• _Your assignment_: Copy out every line in the entries below that includes "diamond".

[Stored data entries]
PR #4800, opened 2022-12-08
Add type introspection to Parse and Execute

quinchs:
## Summary
This PR adds the ability to introspect type information when sending `Parse` and `Execute`.

### Overview
A new compilation flag `INTROSPECT_TYPE_INFORMATION = 1 << 3` has been added, when this flag is set, a type annotation descriptor is returned with the result descriptors:
```c
struct TypeIntrospectionDescriptor {
    // Indicates that this is an
    // Type introspection descriptor.
    uint8        type = 0xf0

    // ID of the descriptor the
    // annotation is for.
    uuid         id;

    // Annotation text.
    string       annotation;
};
```
with the annotation text being a binary encoded struct with the following format:
```c
struct TypeInformation {
  // The name of the type.
  string            name;

  // The id of the type in EdgeDB.
  uuid              id;

  // Ancestors of the type.
  uint16            ancestors_length;
  TypeInformation[] ancestors;
}
```

**Remarks**
The type information is encoded as a string to maintain backwards compatibility with the [TypeAnnotationDescriptor](https://www.edgedb.com/docs/reference/protocol/typedesc#type-annotation-descriptor), although, since this data is gatekept by a new flag, maybe we could change the format of the `TypeIntrospectionDescriptor` to not be encoded as a string?

### DIFF
--- a/edb/protocol/messages.py
+++ b/edb/protocol/messages.py
@@ -521,9 +521,10 @@ class Capability(enum.IntFlag):
 
 class CompilationFlag(enum.IntFlag):
 
-    INJECT_OUTPUT_TYPE_IDS   = 1 << 0    # noqa
-    INJECT_OUTPUT_TYPE_NAMES = 1 << 1    # noqa
-    INJECT_OUTPUT_OBJECT_IDS = 1 << 2    # noqa
+    INJECT_OUTPUT_TYPE_IDS       = 1 << 0    # noqa
+    INJECT_OUTPUT_TYPE_NAMES     = 1 << 1    # noqa
+    INJECT_OUTPUT_OBJECT_IDS     = 1 << 2    # noqa
+    INTROSPECT_TYPE_INFORMATION  = 1 << 3    # noqa
 
 
 class ErrorSeverity(enum.Enum):
--- a/edb/protocol/messages.py
+++ b/edb/protocol/messages.py
@@ -521,10 +521,12 @@ class Capability(enum.IntFlag):
 
 class CompilationFlag(enum.IntFlag):
 
-    INJECT_OUTPUT_TYPE_IDS       = 1 << 0    # noqa
-    INJECT_OUTPUT_TYPE_NAMES     = 1 << 1    # noqa
-    INJECT_OUTPUT_OBJECT_IDS     = 1 << 2    # noqa
-    INTROSPECT_TYPE_INFORMATION  = 1 << 3    # noqa
+    INJECT_OUTPUT_TYPE_IDS      = 1 << 0    # noqa
+    INJECT_OUTPUT_TYPE_NAMES    = 1 << 1    # noqa
+    INJECT_OUTPUT_OBJECT_IDS    = 1 << 2    # noqa
+    INTROSPECT_TYPE_INFORMATION = 1 << 3    # noqa
+    DETAILED_TYPE_INFORMATION   = 1 << 4    # noqa
+    DETAILED_SCALAR_INFORMATION = 1 << 5    # noqa
 
 
 class ErrorSeverity(enum.Enum):
--- a/edb/server/compiler/compiler.py
+++ b/edb/server/compiler/compiler.py
@@ -109,6 +109,8 @@ class CompileContext:
     inline_typenames: bool = False
     inline_objectids: bool = True
     introspect_type_information: bool = False
+    detailed_type_information: bool = False
+    detailed_scalar_information: bool = False
     schema_object_ids: Optional[Mapping[s_name.Name, uuid.UUID]] = None
     source: Optional[edgeql.Source] = None
     backend_runtime_params: pg_params.BackendRuntimeParams = (
@@ -468,6 +470,8 @@ class Compiler:
                     inline_typeids=False,
                     inline_typenames=True,
                     introspect_type_information=False,
+                    introspect_detailed_type_information=False,
+                    introspect_detailed_scalar_information=False,
                     json_parameters=False,
                     source=source,
                     protocol_version=protocol_version,
@@ -509,6 +513,8 @@ class Compiler:
         inline_objectids: bool = True,
         json_parameters: bool = False,
         introspect_type_information: bool = False,
+        detailed_type_information: bool = False,
+        detailed_scalar_information: bool = False,
     ) -> Tuple[dbstate.QueryUnitGroup,
                Optional[dbstate.CompilerConnectionState]]:
 
@@ -547,6 +553,8 @@ class Compiler:
             inline_typenames=inline_typenames,
             inline_objectids=inline_objectids,
             introspect_type_information=introspect_type_information,
+            detailed_type_information=detailed_type_information,
+            detailed_scalar_information=detailed_scalar_information,
             skip_first=skip_first,
             json_parameters=json_parameters,
             source=source,
@@ -580,6 +588,8 @@ class Compiler:
         inline_objectids: bool = True,
         json_parameters: bool = False,
         introspect_type_information: bool = False,
+        detailed_type_information: bool = False,
+        detailed_scalar_information: bool = False,
         expect_rollback: bool = False,
     ) -> Tuple[dbstate.QueryUnitGroup, dbstate.CompilerConnectionState]:
         if (
@@ -605,6 +615,8 @@ class Compiler:
             inline_typenames=inline_typenames,
             inline_objectids=inline_objectids,
             introspect_type_information=introspect_type_information,
+            detailed_type_information=detailed_type_information,
+            detailed_scalar_information=detailed_scalar_information,
             skip_first=skip_first,
             source=source,
             protocol_version=protocol_version,
@@ -1226,6 +1238,8 @@ def _compile_ql_query(
             ir.view_shapes, ir.view_shapes_metadata,
             inline_typenames=ctx.inline_typenames,
             introspect_type_information=ctx.introspect_type_information,
+            detailed_type_information=ctx.detailed_type_information,
+            detailed_scalar_information=ctx.detailed_scalar_information,
             protocol_version=ctx.protocol_version)
     else:
         out_type_data, out_type_id = \
--- a/edb/server/compiler/compiler.py
+++ b/edb/server/compiler/compiler.py
@@ -108,6 +108,7 @@ class CompileContext:
     inline_typeids: bool = False
     inline_typenames: bool = False
     inline_objectids: bool = True
+    introspect_type_information: bool = False
     schema_object_ids: Optional[Mapping[s_name.Name, uuid.UUID]] = None
     source: Optional[edgeql.Source] = None
     backend_runtime_params: pg_params.BackendRuntimeParams = (
@@ -466,6 +467,7 @@ class Compiler:
                     implicit_limit=implicit_limit,
                     inline_typeids=False,
                     inline_typenames=True,
+                    introspect_type_information=False,
                     json_parameters=False,
                     source=source,
                     protocol_version=protocol_version,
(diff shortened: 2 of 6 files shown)


tailhook:
1. Do we have to bump protocol version? I think this is the only way for the client to find out whether this flag can be used. @elprans ?
2. I think this kind of encoding of parents can be very inefficient with multiple inheritance in a diamond pattern:
    ```
      A
     / \
    B   C
     \ /
      D
      E
      F
    ```

    Will be encoded as:

    ```
    {A {B {D {E {F}}}, C {D {E {F}}}}}
    ```

    Because both B and C have D, E, F as ancestors. And this can quickly become a combinatorical explosion with a little bit more inheritance.

3. Minor, but: I'm not sure why you have picked `0xf0` as the annotation marker? It's neither beginning nor the end of the range.

> Although, since this data is gatekept by a new flag, maybe we could change the format of the TypeIntrospectionDescriptor to not be encoded as a string?

Yes I think so.

quinchs:
> I think this kind of encoding of parents can be very inefficient with multiple inheritance in a diamond pattern
Maybe we can encode ancestor information like so:
```c
struct TypeIntrospectionDescriptor {
    // Indicates that this is an
    // Type introspection descriptor.
    uint8        type = 0x0a

    // ID of the descriptor the
    // annotation is for.
    uuid              id;

    // Name of the type.
    string            name;

    // ID of the type.
    uuid              type_id;

    // Indexes within the 'ancestors' collection 
    // that are the direct parents of this type.
    uint16            ancestors_index_length;
    uint16[]          ancestors_indexes;

    // All ancestors of the current type.
    uint16            ancestors_length;
    TypeInformation[] ancestors;
    
};
```
with the annotation text being a binary encoded struct with the following format:
```c
struct TypeInformation {
  // The name of the type.
  string            name;

  // The id of the type in EdgeDB.
  uuid              id;

  // Ancestors of the type.
  uint16            ancestors_index_length;
  uint16[]          ancestors_indexes;
}
```

With this approach, `TypeInformation` only contains indexes pointing to the descriptors `ancestors` array, removing the duplicate definitions.

quinchs:
Alright here are some of the changes I've made to the structure:

```c
struct TypeIntrospectionDescriptor {
    // Indicates that this is an
    // Type introspection descriptor.
    uint8        type = 0xfe

    // ID of the descriptor the
    // annotation is for.
    uuid              id;

    // Name of the type.
    string            name;

    // ID of the type.
    uuid              type_id;

    // Indexes within the 'ancestors' collection 
    // that are the direct parents of this type.
    uint16            ancestors_index_length;
    uint16[]          ancestors_indexes;

    // All ancestors of the current type.
    uint16            ancestors_length;
    TypeInformation[] ancestors;
    
};

struct TypeInformation {
  // The name of the type.
  string            name;

  // The id of the type in EdgeDB.
  uuid              id;

  // Ancestors of the type.
  uint16            ancestors_index_length;
  uint16[]          ancestors_indexes;
};
```

Should the target codec index be encoded in the `TypeIntrospectionDescriptor ` as well as descriptor id? Personally my binding can use the ID to find the correct target codec, do other bindings need the index to find the target codec?

**My implementation in edgedb-net**
https://github.com/edgedb/edgedb-net/compare/feat/protocol-type-introspection

tailhook:
> Alright here are some of the changes I've made to the structure:

That would work. But a bit confusing that you call different things by the `id` name in `TypeInspectionDescriptor` and in `TypeInformation`. I also think that `TypeInformation` can be embedded as follows:
```c
struct TypeIntrospectionDescriptor {
    // Indicates that this is an
    // Type introspection descriptor.
    uint8        type = 0xfe

    // ID of the descriptor the
    // annotation is for.
    uuid              descriptor_id;

    TypeInformation info;

    // All ancestors of the current type.
    uint16            ancestors_length;
    TypeInformation[] ancestors;
    
};

struct TypeInformation {
  // The name of the type.
  string            name;

  // The id of the type in EdgeDB.
  uuid              type_id;

  // Indexes within the 'ancestors' collection 
  // that are the direct parents of this type.
  uint16            ancestors_index_length;
  uint16[]          ancestors_indexes;
};
```

Which is basically the same binary structure as in yours definition, just defined a little bit differently.

> 
> Should the target codec index be encoded in the `TypeIntrospectionDescriptor ` as well as descriptor id? Personally my binding can use the ID to find the correct target codec, do other bindings need the index to find the target codec?
> 

I think descriptor id is enough. I think indexes were used to conserve size of the structure. So if we need smaller structure here, we probably may use indexes **instead** of descriptor ids? But probably we don't need it.

tailhook:
If we have a separate array of `ancestors` anyways. Maybe it makes sense to have single ancestors information for the whole query?

I mean if we have `User.friends` which is also a `User`. And those are different descriptors (because of different fields). Under current spec it will duplicate the whole hierarchy of the `User` type.

Generally, I'm not sure how deep our hierarchies will be and how many shared types they will have, so it's hard to determine if this optimization is needed. At least it will not create a combinatorical explosion so less important than initial optimization.

quinchs:
> If we have a separate array of ancestors anyways. Maybe it makes sense to have single ancestors information for the whole query?

Should we return just one `TypeIntrospectionDescriptor` with all types found within the query? Maybe with the structure of:

```c
struct TypeIntrospectionDescriptor {
  // Indicates that this is an
  // Type introspection descriptor.
  uint8        type = 0xfe

  // All types that are used in codecs.
  uint16 codec_typeinfo_length;
  CodecTypeInformation[] codec_typeinfo;

  // All ancestor types found within the resulting types.
  uint16            ancestors_length;
  TypeInformation[] ancestors;
};

struct CodecTypeInformation {
  // The ID of the codec this type information is for.
  uuid              codec_id;

  // The name of the type.
  string            name;

  // The id of the type in EdgeDB.
  uuid              type_id;

  // Indexes within the 'ancestors' collection 
  // that are the direct parents of this type.
  uint16            ancestors_index_length;
  uint16[]          ancestors_indexes;
}

struct TypeInformation {
  // The name of the type.
  string            name;

  // The id of the type in EdgeDB.
  uuid              type_id;

  // Indexes within the 'ancestors' collection 
  // that are the direct parents of this type.
  uint16            ancestors_index_length;
  uint16[]          ancestors_indexes;
};
```

tailhook:
> > If we have a separate array of ancestors anyways. Maybe it makes sense to have single ancestors information for the whole query?
> 
> Should we return just one `TypeIntrospectionDescriptor` with all types found within the query? Maybe with the structure of:
> 

I was thinking of something like this:
```c
struct TypeIntrospectionDescriptor {
    // Indicates that this is an
    // Type introspection descriptor.
    uint8        type = 0xfe

    // ID of the descriptor the
    // annotation is for.
    uuid              descriptor_id;
    
  // The name of the type.
  string            name;

  // The id of the type in EdgeDB.
  uuid              type_id;

  // Indexes within the 'ancestors' collection 
  // that are the direct parents of this type.
  uint16            ancestors_index_length;
  uint16[]          ancestors_indexes;  // <<< these are indexes in `AncestorsDescriptor`
}

struct AncestorsDescriptor {
    uint8        type = 0xfd;  // <<<< Different kind of descriptor

    // All ancestors of the current type.
    uint16            ancestors_length;
    TypeInformation[] ancestors;
    
};
```
Not sure if this is the best idea, though.

quinchs:
Personally I don't like the idea of adding a second descriptor, It adds an extra bit of code complexity to bindings to store this descriptor in memory while building the codecs. I think combining the two together like [this](https://github.com/edgedb/edgedb/pull/4800#issuecomment-1346933138) makes it simpler to both write in the server and implement for bindings.

quinchs:
This format proves to be very easy to implement for bindings (at least in my case):

```c
struct TypeIntrospectionDescriptor {
  // Indicates that this is an
  // Type introspection descriptor.
  uint8                  type = 0xfe

  // All ancestor types found within the resulting types.
  uint16                 ancestors_length;
  TypeInformation[]      ancestors;

  // All types that are used in codecs.
  uint16                 codec_typeinfo_length;
  CodecTypeInformation[] codec_typeinfo;
};

struct CodecTypeInformation {
  // The ID of the codec this type information is for.
  uuid              codec_id;

  // The name of the type.
  string            name;

  // The ID of the type in EdgeDB.
  uuid              type_id;

  // Indexes within the 'ancestors' collection 
  // that are the direct parents of this type.
  uint16            ancestors_index_length;
  uint16[]          ancestors_indexes;
}

struct TypeInformation {
  // The name of the type.
  string            name;

  // The id of the type in EdgeDB.
  uuid              type_id;

  // Indexes within the 'ancestors' collection 
  // that are the direct parents of this type.
  uint16            ancestors_index_length;
  uint16[]          ancestors_indexes;
};
```

I've put the ancestor types first so the array can be fully read before being indexed by the codec information, allowing indexing when deserializing the codec type information.

Here's the updated implementation in .NET https://github.com/edgedb/edgedb-net/blob/feat/protocol-type-introspection/src/EdgeDB.Net.Driver/Binary/Descriptors/TypeIntrospectionDescriptor.cs

elprans:
> The ID of the codec this type information is for.

What is "codec" here?

quinchs:
> What is "codec" here?

Sorry, its the ID of the type descriptor that the annotation is for

quinchs:
I've implemented detailed scalar introspection, as well as a way to lower overhead with type introspection:

**New Flags**
+ `DETAILED_TYPE_INFORMATION = 1 << 4`
+ `DETAILED_SCALAR_INFORMATION = 1 << 5`

### Scalar changes
As before, specifying the `INJECT_OUTPUT_TYPE_NAMES` flag, you will receive an annotation with the type name of scalars:
```c
struct ScalarAnnotationDescriptor {
    // Indicates that this is a
    // Type Annotation descriptor.
    uint8        type = 0xff;

    // ID of the descriptor the
    // annotation is for.
    uuid         id;

    // The name of the scalar type.
    string       name;
};
```
By adding the new `DETAILED_SCALAR_INFORMATION` flag, the server will return ancestors information as a `ScalarAnnotationDescriptor` where each ancestors name and id is included, and a new `DetailedScalarAnnotationDescriptor`:
```c
struct DetailedScalarAnnotationDescriptor {
    // Indicates that this is a Detailed 
    // Type Annotation descriptor.
    uint8        type = 0xfe;

    // ID of the descriptor the
    // annotation is for.
    uuid         id;

    // The name of the scalar type.
    string       name;

    // The ancestors of the scalar type
    uint32      ancestors_length;
    uuid[]       ancestors;
}
```
where each id in the `ancestors` array points to a `ScalarAnnotationDescriptor` returned earlier. This does mean that bindings have to maintain state of all annotations returned to preform the linking of uuids but this shouldn't be an issue.

### Type introspection changes
When only specifying the `INTROSPECT_TYPE_INFORMATION` flag, the server returns only the type name and id - no ancestral information:
```c
struct TypeAnnotationDescriptor {
    // Indicates that this is a 
    // Type Introspection descriptor.
    uint8        type = 0xfc;

    // ID of the descriptor the 
    // annotation is for.
    uuid         id;

    // The name of the type.
    string       name;
}
```
By adding the new `DETAILED_TYPE_INFORMATION` flag, a `DetailedTypeAnnotationDescriptor` is returned for each descriptor that describes an object:
```c
struct DetailedTypeAnnotationDescriptor {
    // Indicates that this is a
    // Type introspection descriptor.
    uint8        type = 0xfd;

    // ID of the descriptor the
    // the annotation is for.
    uuid         id;

    // The name of the type.
    string       name;

    // The id of the type.
    uuid         type_id;

    // The direct ancestors ids of this type
    uint32      bases_length;
    uuid[]       bases;
};

struct AncestorTypeAnnotationDescriptor {
    // Indicates that this is a
    // Ancestor Type Annotation descriptor.
    uint8        type = 0xfb;

    // ID of the type.
    uuid         id;

    // The name of the type.
    string       name;

    // The direct ancestors ids of this type.
    uint32     bases_length;
    uuid[]      bases;
}

```
The ancestors of the object are sent as `AncestorTypeAnnotationDescriptor` described above, mapping `ancestors` collection to the `id` property of the ancestors' descriptor.

---

This format is again up to change, I've tried to meet all requirements without making a breaking change to the protocol, maybe in 3.0 we can remove the scalar flag as including scalar ancestor information *should* be default behavior.

elprans:
Superseded by #5334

• _Output of the exercise_:
2. I think this kind of encoding of parents can be very inefficient with multiple inheritance in a diamond pattern:
> I think this kind of encoding of parents can be very inefficient with multiple inheritance in a diamond pattern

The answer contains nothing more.